Dans la famille des sopranos incendiaires, voici Asmik Grigorian : originaire de Lituanie ; enfant de la balle – son père était le ténor Gegam Grigorian – ; soliste du Vilnius City Opera depuis sa création en 2006 ; longtemps restée sinon dans l’ombre du moins à l’écart des grandes scènes internationales ; devenue la coqueluche de Salzbourg après que sa Salomé, en 2018, a participé au réchauffement de la planète lyrique. Invitée ce 1er juin pour la première fois à Paris (avant une série de concerts Tchaïkovski à la Bastille les 6, 9 et 12 juin), la chanteuse se présente gracile dans une robe blanche que l’on croirait empruntée à une héroïne proustienne : la silhouette longiligne, tendue, tordue au gré des notes, évoque rien moins que la Berma. Là s’arrêterait la comparaison avec celle qui dans la Recherche du Temps perdu représente l’archétype de la tragédienne si le chant ne recherchait l’effet théâtral plus que musical en un éventail d’intentions qui fait de chacune des pages interprétées, fussent-elles sorties de leur contexte dramatique, un récit haletant dans lequel on est embarqué irrésistiblement. Et la coulée de lave d’entraîner sur les rivages embrasés de l’opéra les mélodies les plus complaisantes de Tchaïkovski – « Sred shumnovo bala ». Pourquoi pas ?

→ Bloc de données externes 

PR #724, opened 2024-05-12
Unify feature type detection

### LINKED ISSUE #701: Harmonize feature type detection
### Description of feature

We currently have three issues (#637, #649, #662) dealing with how we determine feature types and the downstream problems that arise due to different approaches. I'll provide a summary of these issues and associated ToDos here, while closing the other three issues.

**Problem:**
We've introduced PR #697 to accurately determine feature types in ehrapy. With the new method `ep.ad.infer_feature_types`, feature types are guessed based on predefined rules and we prompt the user to review these annotations. Currently, feature determination occurs at multiple stages inconsistently and is saved in the adata at several places. Ideally, we would harmonize ehrapy to use exclusively use `ep.ad.infer_feature_types` for feature annotation, eliminating guesswork in downstream analyses. This means that the new method would be part of the standard preprocessing steps.

**ToDos:**
- [x] Update encoding: The `autodetect` option of encoding [here](https://github.com/theislab/ehrapy/blob/82be78ebbc986c940ee0801f5bbda39c33eaf6ff/ehrapy/preprocessing/_encoding.py#L84) relies on the `adata.var[EHRAPY_TYPE_KEY]` tag, which is set when (1) reading a dataframe [here](https://github.com/theislab/ehrapy/blob/82be78ebbc986c940ee0801f5bbda39c33eaf6ff/ehrapy/anndata/anndata_ext.py#L91) or (2) moving something from obs to X [here](https://github.com/theislab/ehrapy/blob/82be78ebbc986c940ee0801f5bbda39c33eaf6ff/ehrapy/anndata/anndata_ext.py#L602). Ideally, we would get rid of the `adata.var[EHRAPY_TYPE_KEY]` annotation entirely and, if `autodetect` is set to `True` in the encoding method, base the identification of features to encode on the annotation from `ep.ad.infer_feature_types`.
- [x] Ensure that the feature type annotations are not stored elsewhere. For example, during encoding, we store the information in `adata.uns["var_to_encoding"]` and `adata.uns["encoding_to_var"]`.
- [x] Update [CohortTracker](https://github.com/theislab/ehrapy/blob/4090f6fca1265bfc1431a79a66bfd79b89956611/ehrapy/tools/cohort_tracking/_cohort_tracker.py#L27) to be based on `ep.ad.infer_feature_types`.
- [x] Update `ep.tl.rank_features_groups` to be based on `ep.ad.infer_feature_types`.
- [x] Update all methods in adata_ext to be based on `ep.ad.infer_feature_types`.
- [x] Ensure functionality for both encoded and unencoded data, so it can be used when loading an encoded dataset (I don't know why this wouldn't be the case, still I want to double-check).
- [x] Improve date detection in `ep.ad.infer_feature_types` to also work with date(time)s stored as strings and update the FHIR tutorial accordingly.
- [X] Decide how to deal with ordinal categorical features: Should we have explicit annotations for ordinal categorical data? In downstream analyses, these could either be treated as a continuous integer-scaled feature, or as a nominal class feature, depending on the context and analysis. (see #713)
- [x] Look into whether we can combine this with the feature type detection of TableOne [here](https://github.com/tompollard/tableone/blob/bfd6fbaa4ed3e9f59e1a75191c6296a2a80ccc64/tableone/tableone.py#L555)
- [x] Discuss whether we want to automatically incorporate the feature type detection into the dataset-loaders (i.e. without the user specifically calling it, which would be required to maintain the encode parameter for the data loaders)
- [x] Take care of `df_to_anndata`, which also does a lot of type inference.
- [x] If we don't fully automate the feature type detection, it might be good to add that to the dataloaders that we maintain

Lilly-May:
**PR Checklist**

-   [X] Referenced issue is linked (closes #701)
-   [X] Documentation in `docs` is updated

**Description of changes**

- `ehrapy` now fully relies on `ep.ad.infer_feature_types` whenever a distinction between categorical and numerical features is needed.
- The feature types are inferred automatically when not done manually by the user.
- Feature/Encoding types stored previously in `adata.var["ehrapy_column_type"]` were removed.
- Improved date detection in the `ep.ad.infer_feature_types` method: All dates stored in any [ISO-format](https://dateutil.readthedocs.io/en/stable/parser.html#dateutil.parser.isoparse) as a String are not automatically detected as dates.

**Discussion points**

1. The encoding method stores data in `adata.uns`. With the new feature type detection, we could remove that now. The only reason why I kept it is because it is used to find out if the `adata` is already encoded or not, and, depending on that, the behavior of the encoding method changes. I could manually test that instead by just checking that all features are numerical. However, that would be more computationally expensive than simply checking if a specific key in `adata.uns` is present.
2. When loading data via the dataloader, we have the option to automatically encode them (`encoded=True`). Because the encoding relies on feature types, those will automatically be inferred whenever data are loaded. I think automatically encoding them is a very convenient feature, so I guess we want to keep this behavior, but I still want to confirm that you are aware of and fine with this behavior.
3. Related to the point above, we could also pre-define the correct feature types for the dataset offered by ehrapy, which would be really convenient for the users but not so pleasant for us to do. Just wanted to raise this as an idea and hear what you think about that.
4. Should we offer a convenient function to correct feature type annotations? Something like `ep.ad.set_feature_type(["feature1", "feature2", "feature3"], "categorical")`, where three features that were detected incorrectly would be corrected to the feature type "categorical"?

**ToDos**

- [x] Add more specific warnings for tricky cases when inferring feature types
- [x] Resolve ToDos in the code
- [x] Don't save feature type information several times (specifically the encoding information in `adata.uns`, as described above)
- [x] Store everything encoding related currently stored in `adata.uns` in `adata.var` or remove it
- [x] Pre-safe all feature types in all ehrapy dataloader
- [x] Add method to switch feature types easily and reference it in the warning


tests/anndata/test_anndata_ext.py
```diff
@@ -393,17 +399,19 @@ def test_detect_mixed_binary_columns():
...
-            {EHRAPY_TYPE_KEY: [NUMERIC_TAG, NON_NUMERIC_TAG, NUMERIC_TAG]},
+            {FEATURE_TYPE_KEY: [NUMERIC_TAG, CATEGORICAL_TAG, CATEGORICAL_TAG]},
             index=["Col1", "Col2", "Col3"],
         ),
     )
 
 
 @pytest.fixture
-def adata_numeric():
+def adata_numeric():  # TODO: Delete: I don't think this is used
```
Lilly-May, line 414: I couldn't find any tests using this fixture while going through the tests. Are the tests missing, or should I simply remove the `adata_numeric` method?

Zethson: You may remove it if it's not being used :)

I'll overhaul all fixtures in a couple of weeks so that we have less and more useful ones that are centralized in conftest.py

ehrapy/preprocessing/_encoding.py
```diff
@@ -743,6 +672,7 @@ def _add_categoricals_to_obs(original: AnnData, new: AnnData, categorical_names:
     logger.info(f"The original categorical values `{categorical_names}` were added to obs.")
 
 
+# TODO: Can we delete this and just rely on what is in obs?
```
Lilly-May, line 675: This point is still open to discussion—the last thing that is saved in `adata.uns`. Currently, the original, unencoded columns are stored in `adata.uns`. That information is then used, for example, when reverting encoding. Theoretically, the unencoded columns should also be stored in `adata.obs`, so I assume it would be possible to change the encoding so that it doesn't rely on `adata.uns` at all. 
However, I feel like `obs` is modified by many functions, so I wonder if it's a bit unsafe to rely on the information being stored there until `unencode` is called. I would be curious to know what you @Zethson think - whether I should keep the code as it is or also try to change this last bit stored in `adata.uns`?

ehrapy/anndata/_feature_specifications.py
```diff
@@ -65,17 +129,41 @@ def infer_feature_types(adata: AnnData, layer: str | None = None, output: Litera
...
+            _self = adata
+            adata = args[0]
+            args = args[1:]
+
         if FEATURE_TYPE_KEY not in adata.var.keys():
-            raise ValueError("Feature types are not specified in adata.var. Please run `infer_feature_types` first.")
-        np.all(adata.var[FEATURE_TYPE_KEY].isin([CATEGORICAL_TAG, CONTINUOUS_TAG, DATE_TAG]))
+            infer_feature_types(adata, output=None)
+            logger.warning(
+                f"Feature types were inferred and stored in adata.var[{FEATURE_TYPE_KEY}]. Please verify and adjust if necessary using `ep.ad.correct_feature_types`."
```
Zethson, line 142: Do we need to tell people how to verify?

ehrapy/anndata/_feature_specifications.py
```diff
@@ -86,13 +174,55 @@ def feature_type_overview(adata: AnnData):
...
+                branch.add(f"{unencoded} ({adata.obs[unencoded].nunique()} categories); {enc_mode} encoded")
+
+    else:
+        for categorical in sorted(cat_features):
+            branch.add(f"{categorical} ({df.loc[:, categorical].nunique()} categories)")
 
     print(tree)
+
+
+def correct_feature_types(adata, features: list[str] | str, corrected_type: str):
```
Zethson, line 201: Should this be called `correct` or `replace`?

Should `features` be typed with `Iterable[str]`?

ehrapy/preprocessing/_encoding.py
```diff
@@ -144,30 +151,31 @@ def encode(
...
                 new_var = pd.DataFrame(index=encoded_var_names)
-                new_var[EHRAPY_TYPE_KEY] = adata.var[EHRAPY_TYPE_KEY].copy()
-                new_var.loc[new_var.index.str.contains("ehrapycat")] = NON_NUMERIC_ENCODED_TAG
-                if FEATURE_TYPE_KEY in adata.var.keys():
-                    new_var[FEATURE_TYPE_KEY] = adata.var[FEATURE_TYPE_KEY].copy()
-                    new_var.loc[new_var.index.str.contains("ehrapycat"), FEATURE_TYPE_KEY] = CATEGORICAL_TAG
+                new_var[FEATURE_TYPE_KEY] = adata.var[FEATURE_TYPE_KEY].copy()
+                new_var[FEATURE_TYPE_KEY].loc[new_var.index.str.contains("ehrapycat")] = CATEGORICAL_TAG
+
+                # store unencoded columns in var
```
Zethson, line 157:
```suggestion
```

the following line of code documents itself

ehrapy/preprocessing/_encoding.py
```diff
@@ -144,30 +151,31 @@ def encode(
...
+                new_var["unencoded_var_names"] = unencoded_var_names
+
+                # store encoding mode in var
```
Zethson, line 160:
```suggestion
```

ehrapy/preprocessing/_encoding.py
```diff
@@ -247,22 +250,30 @@ def encode(
...
-            new_var[EHRAPY_TYPE_KEY] = adata.var[EHRAPY_TYPE_KEY].copy()
-            new_var.loc[new_var.index.str.contains("ehrapycat")] = NON_NUMERIC_ENCODED_TAG
-            if FEATURE_TYPE_KEY in adata.var.keys():
-                new_var[FEATURE_TYPE_KEY] = adata.var[FEATURE_TYPE_KEY].copy()
-                new_var.loc[new_var.index.str.contains("ehrapycat"), FEATURE_TYPE_KEY] = CATEGORICAL_TAG
+
+            new_var[FEATURE_TYPE_KEY] = adata.var[FEATURE_TYPE_KEY].copy()
+            new_var[FEATURE_TYPE_KEY].loc[new_var.index.str.contains("ehrapycat")] = CATEGORICAL_TAG
+
+            # store unencoded columns in var
```
Zethson, line 257:
```suggestion
```

ehrapy/preprocessing/_encoding.py
```diff
@@ -628,72 +567,30 @@ def _reorder_encodings(adata: AnnData, new_encodings: dict[str, list[list[str]]
...
 
-    Returns:
-        The updated encoding scheme
-    """
-    updated_encodings = defaultdict(list)  # type: ignore
-    for k, v in chain(new_encodings.items(), filtered_old_encodings.items()):
-        updated_encodings[k] += v
+        encodings[encode_mode] = new_encodings[encode_mode] if encode_mode in new_encodings.keys() else []
+        # add all columns that were encoded with the current mode before and are not reencoded
+        encodings[encode_mode] += [cat for cat in encoded_categoricals_with_mode if cat not in latest_encoded_columns]
```
Zethson, line 588: image

tests/tools/feature_ranking/test_rank_features_groups.py
```diff
@@ -287,6 +293,7 @@ def test_rank_adata_immutability_property(self, field_to_rank):
         adata = read_csv(
             dataset_path=f"{_TEST_PATH}/dataset1.csv", columns_x_only=["station", "sys_bp_entry", "dia_bp_entry"]
         )
+        ep.ad.infer_feature_types(adata, output=None)
```
Zethson, line 296: Why do we always need the explicit calls here?

Zethson (commented):
Thank you so so much for your hard work on this!

> undo_encoding

Does this also need to be removed from the docs?

For the release notes, it'd be great if we had a function which takes the old feature annotations and moves them to the right places.  We would tell people to run that when moving versions. Is this even necessary when it will run our new functions anyways? It might just reannotate the features with the right slots then, right?

ehrapy/anndata/_feature_specifications.py
```diff
@@ -65,17 +129,41 @@ def infer_feature_types(adata: AnnData, layer: str | None = None, output: Litera
...
+            args = args[1:]
+
         if FEATURE_TYPE_KEY not in adata.var.keys():
-            raise ValueError("Feature types are not specified in adata.var. Please run `infer_feature_types` first.")
-        np.all(adata.var[FEATURE_TYPE_KEY].isin([CATEGORICAL_TAG, CONTINUOUS_TAG, DATE_TAG]))
+            infer_feature_types(adata, output=None)
+            logger.warning(
+                f"Feature types were inferred and stored in adata.var[{FEATURE_TYPE_KEY}]. Please verify and adjust if necessary using `ep.ad.correct_feature_types`."
+            )
+        np.all(adata.var[FEATURE_TYPE_KEY].isin([CATEGORICAL_TAG, NUMERIC_TAG, DATE_TAG]))
```
eroell, line 144: this is not doing much, right? :)

ehrapy/preprocessing/_encoding.py
```diff
@@ -85,29 +78,42 @@ def encode(
         if "original" not in adata.layers.keys():
             adata.layers["original"] = adata.X.copy()
 
-        # autodetect categorical values, which could lead to more categoricals
+        # autodetect categorical values based on feature types stored in adata.var[FEATURE_TYPE_KEY]
```
eroell, line 81: in Line 71, instead of if isinstance(adata, AnnData): and then indenting the entire function, it'd be easier to keep track of the indentings when doing 

```py
if not isinstance(adata, AnnData):
    raise ValueError(f"Cannot encode object of type {type(adata)}. Can only encode AnnData objects!")
```

instead, then almost the entire function can be unindented.

Has been like this before, but might as well improve this here :)

ehrapy/anndata/_feature_specifications.py
eroell, line 144:
```suggestion
```

ehrapy/preprocessing/_encoding.py
```diff
@@ -85,29 +78,42 @@ def encode(
...
+                feat
+                for feat in categoricals_names
+                if not np.all(df_adata[feat].apply(type).isin([int, float, complex]))
+            ]
 
             # no columns were detected, that would require an encoding (e.g. non-numerical columns)
             if not categoricals_names:
                 logger.warning("Detected no columns that need to be encoded. Leaving passed AnnData object unchanged.")
                 return adata
             # copy uns so it can be used in encoding process without mutating the original anndata object
```
eroell, line 107: the comment in L107 says "copy uns so it can be ...", now would be "copy obs so it can be ..." to avoid confusion

ehrapy/preprocessing/_encoding.py
```diff
@@ -502,94 +461,74 @@ def _update_encoded_data(
...
     Returns:
         A (partially) encoding reset AnnData object
     """
-    if "var_to_encoding" not in adata.uns.keys():
-        if not suppress_warning:
-            logger.warning("Calling undo_encoding on unencoded AnnData object.")
-        return None
+    if "encoding_mode" not in adata.var.keys():
+        if verbose:
+            logger.warning("Calling undo_encoding on unencoded AnnData object. Returning original AnnData object!")
```
eroell, line 504: If I got this right, `undo_encoding` is dropped: so this message might be a bit confusing;
can it be dropped at this point, as the only case _undo_encoding is called is in encoding, after checking exactly

```py
if "encoding_mode" not in adata.var.keys():
```

Lilly-May:
> _undo_encoding_ Does this also need to be removed from the docs?

I removed it from `usage.md` and looked for other usages. Is there another place I need to delete it from?

> For the release notes, it'd be great if we had a function which takes the old feature annotations and moves them to the right places. We would tell people to run that when moving versions. Is this even necessary when it will run our new functions anyways? It might just reannotate the features with the right slots then, right?

The changes shouldn't cause any function to fail, as `ep.ad.infer_feature_types` will run automatically when feature types are not present. The only noticeable change might be that certain features are detected differently now. For instance, previously, a column with 0/1 values would usually be detected as numeric, whereas now it is categorical. Consequently, analysis results _could_ differ with the new release. Still, I would vote against having a method that transfers the old feature type annotations, as they are not more reliable than the new ones. Also, several methods previously handled this differently and stored the annotations inconsistently, so there isn't really just _one_ old feature type annotation.

ehrapy/anndata/_feature_specifications.py
```diff
@@ -4,15 +4,75 @@
...
-from ehrapy.anndata.anndata_ext import anndata_to_df
+from ehrapy.anndata._constants import CATEGORICAL_TAG, DATE_TAG, FEATURE_TYPE_KEY, NUMERIC_TAG
 
 
-def infer_feature_types(adata: AnnData, layer: str | None = None, output: Literal["tree", "dataframe"] | None = "tree"):
+def _detect_feature_type(col: pd.Series, verbose: bool = True) -> str:
+    """Detect the feature type of a column in a pandas DataFrame.
+
+    Args:
+        col: A pandas Series representing a feature.
```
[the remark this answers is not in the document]
Lilly-May: I changed it to `The column to detect the feature type for.`

ehrapy/anndata/_feature_specifications.py
```diff
@@ -4,15 +4,75 @@
...
+        verbose: Whether to print warnings for uncertain feature types. Defaults to True.
+
+    Returns:
+        The detected feature type. One of 'date', 'categorical', or 'numeric'.
```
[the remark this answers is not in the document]
Lilly-May: True, I changed that!

ehrapy/anndata/_feature_specifications.py
```diff
@@ -4,15 +4,75 @@
...
+    if majority_type == pd.Timestamp:
+        return DATE_TAG
+
+    if majority_type == str:
+        try:
+            col.apply(isoparse)
+            return DATE_TAG
+        except ValueError:
+            try:
+                col = col.apply(int)  # Could be an encoded categorical or a numeric feature
```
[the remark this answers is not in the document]
eroell: If a feature has only NaN's, I think this should raise an Error and fail :)

ehrapy/anndata/_feature_specifications.py
```diff
@@ -4,15 +4,75 @@
...
+    Args:
+        col: A pandas Series representing a feature.
+        verbose: Whether to print warnings for uncertain feature types. Defaults to True.
+
+    Returns:
+        The detected feature type. One of 'date', 'categorical', or 'numeric'.
+    """
+    n_elements = len(col)
+    col = col.dropna()
+    if len(col) == 0:
```
eroell, line 27: if a feature has only nans, I think it should raise an error and fail :)

ehrapy/anndata/_feature_specifications.py
```diff
@@ -4,15 +4,75 @@
...
+                majority_type = int
+            except ValueError:
+                try:
+                    col = col.apply(float)  # Could be an encoded categorical or a numeric feature
+                    majority_type = float
+                except ValueError:
+                    # Features stored as Strings that cannot be converted to float are assumed to be categorical
+                    return CATEGORICAL_TAG
+
+    if majority_type not in [int, float, complex]:
```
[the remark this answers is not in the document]
Lilly-May: Yep! Now that I think about it, we don't really expect complex numbers in EHR data though, do we?🙈😂 I'll remove it...

ehrapy/anndata/_feature_specifications.py
```diff
@@ -4,15 +4,75 @@
...
+        (majority_type == int or (np.all(i.is_integer() for i in col)))
+        and (n_elements != col.nunique())
+        and (
+            (col.min() == 0 and np.all(np.sort(col.unique()) == np.arange(col.nunique())))
+            or (col.min() == 1 and np.all(np.sort(col.unique()) == np.arange(1, col.nunique() + 1)))
+        )
+    ):
+        if verbose:
+            logger.warning(
+                f"Feature {col.name} was detected as a categorical feature stored numerically. Please verify."
```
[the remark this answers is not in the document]
Lilly-May: I was thinking about that too... In general, I like the idea, but the problem is that this warning is raised a lot depending on the dataset (see attached screenshot). So, I'd like to keep the message as short as possible (in one line).

Alternatively, I'm considering if I could combine all warnings into one. For example, we could have one warning: "Features X, Y, and Z were detected as..." Maybe that would solve the problem? What do you think?

Bildschirmfoto 2024-05-18 um 10 35 20

ehrapy/anndata/_feature_specifications.py
Lilly-May: I think it can't hurt, so I added a reference to `ep.ad.feature_type_overview`.

ehrapy/anndata/_feature_specifications.py
Lilly-May: Hmm... I don't really have a preference for the naming. Do you have a preference, @eroell?

Regarding the typing: Absolutely true, I changed it.

ehrapy/anndata/_feature_specifications.py
```diff
@@ -27,32 +87,36 @@ def infer_feature_types(adata: AnnData, layer: str | None = None, output: Litera
...
-            feature_types[feature] = DATE_TAG
-        elif majority_type not in [int, float, complex]:
-            feature_types[feature] = CATEGORICAL_TAG
-        # Guess categorical if the feature is an integer and the values are 0/1 to n-1 with no gaps
-        elif np.all(i.is_integer() for i in col) and (
-            (col.min() == 0 and np.all(np.sort(col.unique()) == np.arange(col.nunique())))
-            or (col.min() == 1 and np.all(np.sort(col.unique()) == np.arange(1, col.nunique() + 1)))
+        if (
+            FEATURE_TYPE_KEY in adata.var.keys()
+            and feature in adata.var[FEATURE_TYPE_KEY]
```
eroell, line 105: Seem to not get it right away, what is checked here?
`feature` is in the index of `adata.var[FEATURE_TYPE_KEY]` (a pd.Series), and I think this always evaluate to `True`

ehrapy/preprocessing/_encoding.py
Lilly-May: Changed the variable name to `categorical`^^ No more cats...🥲

ehrapy/anndata/_feature_specifications.py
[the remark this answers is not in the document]
Zethson: Yes, that'd be much much better. That's a shit ton of warnings. And I hope that our data loader won't spam users with the warning :)

ehrapy/anndata/_feature_specifications.py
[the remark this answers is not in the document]
Zethson: Very likely not haha

Zethson:
> I removed it from usage.md and looked for other usages. Is there another place I need to delete it from?

No, I just probably missed it. Thanks!

OK concerning the "transfer method"

ehrapy/anndata/_feature_specifications.py
Lilly-May: Oops, true—thanks for catching that! It now actually raises a warning.

ehrapy/preprocessing/_encoding.py
Lilly-May: I changed that - thanks!

ehrapy/anndata/_feature_specifications.py
Lilly-May: I kept it, but I now raise a warning if the feature type is neither None, NaN, nor one of the three allowed types.

ehrapy/preprocessing/_encoding.py
Lilly-May: True, `encoding_mode` must be present in `adata.var` at this point. I removed it.

ehrapy/anndata/_feature_specifications.py
Lilly-May: Overall, I want to check if the feature has been previously annotated and, if so, keep that annotation. But you're completely right that the specific condition always evaluates to true, so I removed it.

ehrapy/anndata/_feature_specifications.py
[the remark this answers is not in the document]
Lilly-May: Alright then I'll change that. And nope, logging for the feature type inference is disabled for the dataloaders.😊

ehrapy/anndata/_feature_specifications.py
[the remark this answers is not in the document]
Lilly-May: I think I found a somehow smoother way to do this using `pd.to_numeric` - feel free to double-check :)

tests/tools/feature_ranking/test_rank_features_groups.py
Lilly-May: Good point - we don't. That still remained from when we didn't automatically call `ep.ad.infer_feature_types`. I removed it from all tests where it isn't necessary to explicitly call it.

ehrapy/anndata/_feature_specifications.py
```diff
@@ -4,15 +4,75 @@
...
+                    col = col.apply(float)  # Could be an encoded categorical or a numeric feature
+                    majority_type = float
+                except ValueError:
+                    # Features stored as Strings that cannot be converted to float are assumed to be categorical
+                    return CATEGORICAL_TAG
+
+    if majority_type not in [int, float, complex]:
+        return CATEGORICAL_TAG
+
+    # Guess categorical if the feature is an integer and the values are 0/1 to n-1/n with no gaps
```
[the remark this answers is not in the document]
Lilly-May: > I'd probably vote for having them as numerical features still as default, and asking user to change if they think it should be categories...

Totally see your point! I reviewed all the dataloaders offered by ehrapy and felt like those cases are a lot rarer than the ones where we have already encoded categoricals. Especially the case where a feature serves as a flag, i.e., just storing 0/1 is quite common. We could change it so that 0/1 features are detected as categoricals, and for the rest (numbers from 0 or 1 to an integer without gaps), they are annotated as numerical. However, I think those are exactly the 1% of cases we can't reliably detect the feature type for, because there will be features misdetected either way, and users simply have to provide that information themselves. What do you think @Zethson?


> Can it be problematic downstream to have "None" as encoding label for such categorical feature in adata.var?

I can't think of any case where this would be problematic. All downstream methods that work with the encoding, especially encoding itself if data is re-encoded, check if the encoding mode is `None` and then treat that as an unencoded categorical. We already have those cases as of now (before this PR), where the feature type was categorical but no encoding mode was stored in `uns`.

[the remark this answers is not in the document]
Zethson: TLDR:
Yes. I still think as you outlined @Lilly-May

ehrapy/anndata/_feature_specifications.py
Lilly-May: I now renamed `correct_feature_types` to `replace_feature_types`.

Asmik Grigorian © Edouard Brane
Attention cependant, « soprano incendiaire » ne signifie pas éruption incessante et volcanique de sons prompte à carboniser le public agrippé à son fauteuil. Si la puissance reste saisissante, le volume n’est sollicité qu’à-propos, lorsque le drame impose de cracher du feu – et ce n’est plus à la Recherche du temps perdu que l’on pense mais à Game of Thrones lorsque Daenerys Targaryen à cheval sur son dragon décime les hordes de Marcheurs blancs. On apprécie alors que L’Instant lyrique ait migré Salle Gaveau en début d’année ; le « dôme étoilé » d’Elephant Paname n’y aurait pas résisté.
Dans un espace moins restreint, l’ampleur devient atout expressif. Manon et Butterfly, incandescentes, contraintes face à leur destin de franchir le mur du son, possèdent une efficacité d’autant plus indéniable qu’entre deux incendies, le chant se consume sans excès en un camaïeu de teintes rougeoyantes. Sous le feu, couvent des braises non moins éloquentes. Cautionnées par des affinités quasi génétiques, Tatiana et Iolanta se révèlent encore plus évidentes. Accompagnateur toujours apprécié, Antoine Palloc adapte son jeu à la température de l’interprétation. Le piano aussi s’enflamme chaque fois que nécessaire.
Dans un récital ininterrompu de plus d’une heure, entrecoupé de quelques mots en anglais et ponctué de longs applaudissements, les bis forment au contraire de l’habitude le maillon faible du programme. Strauss concédé à la dernière minute et « O mio babbino caro » surligné au point de transmuter le babillage sentimental de Lauretta en supplique suicidaire, n’ajoutent rien à la démonstration.
Auparavant, Asmik Grigorian aura entrouvert les portes d’un Orient fantasmé avec trois pages de musique arménienne, peu – pour ne pas dire jamais – entendue à Paris. De l’air d’Anoush, opéra en cinq actes devenu emblème national, de « Krunk », mélodie composée par Komitas, théologien et musicologue pris dans la rafle du Dimanche rouge, s’échappent des effluves de parfums d’ailleurs tandis que se dessinent à l’horizon les lignes irrégulières du Petit Caucase, en surplomb des hautes plaines écrasées de chaleur par un soleil que l’on imagine ardent, inévitablement.